Page 3: How stakeholders affect Amway
Amway is a direct selling company, selling products directly to consumers without going through traditional retail outlets or 'high street'.
The supply chain
A supply chain links the finished products to end consumers. Amway has its own distinct supply chain, placing a strong emphasis on its ABOs. They are able to focus on individual customers and their needs.
This supply chain is different from a more conventional supply chain that sells goods to final consumers through retail outlets. Amway's way of working depends on building lasting connections with the end consumer. Feedback provided by consumers and ABOs helps to shape future changes in products and the service provided.
Suppliers must produce quality goods that Amway ABOs can sell with confidence. The goods should offer value for money and provide guarantees that they will meet Amway standards. Suppliers may contribute to the design and appearance of Amway products.
ABOs operate independently as small businesses. They develop direct supply channels and sell products to friends and customers that they know or meet. They need to have a flexible approach to business. They require Amway to provide high quality, value for money products with a 100% satisfaction guarantee.
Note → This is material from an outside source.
PR #140, opened 2023-05-17
Refining payment means keys with codes, and adding to advances

samlown:
* `pay.MethodKeys` are now `pay.MeansKeys`, which is a more accurate name.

ABOs determine for themselves how they will conduct business. This is a 'self regulatory' environment. However, they sign a contract to work within Amway”s Rules of Conduct and Code of Ethics. If ABOs do not conduct business within these rules, their behaviour could reflect back on the company.
Consumers affect how Amway develops and promotes products. They do this by indicating their preferences and requirements through feedback. Amway can then make more of particular products or change the format of others. Consumer demand also influences how much stock Amway needs to carry. Consumers can show where Amway needs to address issues or concerns to improve the business.
With many different types of stakeholders, it is possible that different groups will have different key objectives or priorities. For example, a business needs to make a profit but customers want low prices. The company might find it difficult to support price cuts, as this would reduce its profit. These two priorities might be in conflict.